(DATASET ENTRIES)
# # # #

PR #1437, opened 2020-07-10
Multiple Entry Point Backend

Checkmate50:
This PR introduces changes to the IR linking, emitting, and options for
multiple entry points.  Specifically, this PR updates several locations
to support a (potentially empty) list of entry points, adding list 
infrastructure and looping over entry points as appropriate.


examples/heterogeneous-hello-world/shader.slang
```diff
@@ -3,9 +3,8 @@
 //TEST_INPUT:ubuffer(random(float, 4096, -1.0, 1.0), stride=4):name=ioBuffer
 RWStructuredBuffer<float> ioBuffer;
 
-[shader("compute")]
 [numthreads(4, 1, 1)]
-void computeMain(uint3 dispatchThreadID : SV_DispatchThreadID)
+public void computeMain(uint3 dispatchThreadID : SV_DispatchThreadID)
```
tfoleyNV, line 7: I'm not sure that changing this signature in the way that was done here is exactly what we want, but I suppose it doesn't really matter to the implementation of the feature.

source/slang/slang-emit-spirv.cpp
```diff
@@ -1115,19 +1115,21 @@ struct SPIRVEmitContext
 SlangResult emitSPIRVFromIR(
     BackEndCompileRequest*  compileRequest,
     IRModule*               irModule,
-    IRFunc*                 irEntryPoint,
+    List<IRFunc*>           irEntryPoints,
```
tfoleyNV, line 1118: `List<IRFunc*> const&`

source/slang/slang-emit.cpp
```diff
@@ -805,7 +802,7 @@ SlangResult emitEntryPointSourceFromIR(
 SlangResult emitSPIRVFromIR(
     BackEndCompileRequest*  compileRequest,
     IRModule*               irModule,
-    IRFunc*                 irEntryPoint,
+    List<IRFunc*>           irEntryPoints,
```
tfoleyNV, line 805: `List<IRFunc*> const&`

source/slang/slang-ir-link.cpp
```diff
@@ -1448,12 +1447,12 @@ LinkedIR linkIR(
...
     //
-    // TODO(DG): spot to generalize to multiple entry points
-    // Note that only stuff referenced by an entry point gets linked here
-    // Temporary assertion for checkpoint
-    SLANG_ASSERT(entryPointIndices.getCount() == 1);
-    auto entryPointMangledName = program->getEntryPointMangledName(entryPointIndices[0]);
-    auto irEntryPoint = specializeIRForEntryPoint(context, entryPointMangledName);
+
+    List<IRFunc*> irEntryPoints;
+    for (auto entryPointIndex : entryPointIndices) {
```
tfoleyNV, line 1452: Formatting: opening and closing `{}` should be in the same column.

source/slang/slang-options.cpp
```diff
@@ -143,12 +143,14 @@ struct OptionsParser
 
     SlangCompileFlags flags = 0;
 
+    //TODO(DG): Update this type?
```
tfoleyNV, line 146: Probably safe to remove this `TODO` comment now.

source/slang/slang-options.cpp
```diff
@@ -1421,9 +1424,6 @@ struct OptionsParser
         //
         for(auto& rawOutput : rawOutputs)
         {
-            // TODO(DG): As noted below, change support for output formats
-            // with multiple entry points
-
             // For now, all output formats need to be tightly bound to
```
tfoleyNV, line 1427: There's a comment here about how "down the road" we will need to allow output formats to support multiple entry points. That comment should probably be updated to reflect the new reality.

source/slang/slang-options.cpp
```diff
@@ -1459,14 +1459,21 @@ struct OptionsParser
...
+                    switch (outputFormat)
+                    {
+                    case CodeGenTarget::CPPSource:
+                        rawOutput.isWholeProgram = true;
+                        break;
+                    default:
+                        sink->diagnose(SourceLoc(), Diagnostics::cannotMatchOutputFileToEntryPoint, rawOutput.path);
+                        break;
+                    }
+                }
```
tfoleyNV, line 1476: This new logic probably deserves some commenting. Most importantly, we should probably be noting that the `switch` is here to check whether the given target format supports multiple entry points in the same output file, and we should expand the list of supported cases here as/when additional targets add such support.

# # # #

(WORK TO BE COMPLETED) Copy each line of the entries in which the string "ioBuffer" is found.

(RESULT FOR THIS EXERCISE)
 //TEST_INPUT:ubuffer(random(float, 4096, -1.0, 1.0), stride=4):name=ioBuffer
 RWStructuredBuffer<float> ioBuffer;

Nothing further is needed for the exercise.